A team of scientists has identified the complex process by which materials are shaped and ultimately dissolved by surrounding water currents. The study, conducted by researchers at NYU's Courant Institute of Mathematical Sciences and Florida State University, appears in the Journal of Fluid Mechanics.
"How flowing fluids generate unique shapes through erosion or dissolution is complex and fascinating," says Leif Ristroph, an assistant professor at NYU's Courant Institute and the paper's senior author.
The researchers studied this effect by immersing hard candy in a water current. They found that a peculiar but consistent shape emerges and then persists before eventually vanishing. This same 'sculpture' results regardless of the candy's initial form and the speed of the water flow.
The authors were also surprised to find that their work offers a long-sought answer to a question from childhood: How many licks does it take to reach the center of a lollipop? By formulating a theory for how flows cause dissolving and shrinking, the researchers calculated an estimate of about 1,000 licks.
But the work addresses some serious science, too. Understanding how materials dissolve is at the heart of the chemical and pharmaceutical industries--their products rely on the incorporation of solid compounds into solutions within reactors and within the human body.

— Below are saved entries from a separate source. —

PR #96, opened 2020-12-02
implement __repr__ in error

samwaseda:


jan-janssen (changes requested):
You overwrite: 
https://github.com/pyiron/pyiron_base/blob/master/pyiron_base/job/core.py#L912

Which is used to see which groups and nodes are available in the HDF5 file. So please add a super() call to __repr__().

samwaseda:
> You overwrite:
> https://github.com/pyiron/pyiron_base/blob/master/pyiron_base/job/core.py#L912
> 
> Which is used to see which groups and nodes are available in the HDF5 file. So please add a super() call to **repr**().

Wait this one affects only `GenericError` (which is not derived of anything). Do you want me to create an HDF connection?

jan-janssen:
> > You overwrite:
> > https://github.com/pyiron/pyiron_base/blob/master/pyiron_base/job/core.py#L912
> > Which is used to see which groups and nodes are available in the HDF5 file. So please add a super() call to **repr**().
> 
> Wait this one affects only `GenericError` (which is not derived of anything). Do you want me to create an HDF connection?

No - sorry - I should have checked more carefully - then it is fine.

jan-janssen (approved):

samwaseda:
> No - sorry - I should have checked more carefully - then it is fine.

But you're right in the sense that this should be at some point connected to HDF5 at some point, because I'm very sure that things like [number of empty states convergence check](https://github.com/pyiron/pyiron/pull/1080) should be stored in the HDF and this class should be able to print those errors/warnings.

PR #102, opened 2020-12-05
Correction from `if None` to `if None is not None`

samwaseda:


jan-janssen (approved):
Looks good to me

jan-janssen:
Still I would assume there are even more of these cases in the code.

samwaseda:
> Still I would assume there are even more of these cases in the code.

Yeah true we will have to go step by step

PR #104, opened 2020-12-07
New docs + refactorings in JobGenerator

pmrv:
Nothing changes about the interface, but `job_name` is a predefined method now instead of special case.


jan-janssen (approved):
Looks good to me

PR #142, opened 2021-01-13
Add None check when copying reference jobs

pmrv:
Without this you get an error trying to copy a master without a reference job set.  I also suspect this `copy()` implementation should live on `GenericMaster`, any opinions?


jan-janssen (approved):
Looks good to me

PR #143, opened 2021-01-14
Introduce _new_instance method.

niklassiemer:
The _new_instance method returns a new instance of the current class via the __class__ attribute.
This allows to 'just' inherit methods like copy without the need to rewrite the same code again for each subclass.

PR #144, opened 2021-01-15
Blacklist functons in __dir__()

jan-janssen:

PR #146, opened 2021-01-15
Add decorators to hide functions from __dir__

The work also has relevance in geology--the research links the morphology of eroding and dissolving surfaces to the flows present, which could offer a way to explain the unusual but consistent shapes of landscapes and landforms.
Conducted in NYU's Applied Math Lab, the study involved experiments using pieces of hard candy, cooked up by the researchers and measuring about two inches. Simple shapes, such as spheres or cylinders, were then placed in a water tunnel, which allows for washing of these bodies by well-controlled flows. The researchers captured the change of candy's shape using time-lapse photography and used these measurements to formulate a theory for how flows affect dissolving.
The study was led by Jinzi Huang, a doctoral student at the Courant Institute, and also includes Professor Nicholas Moore of Florida State's Department of Mathematics.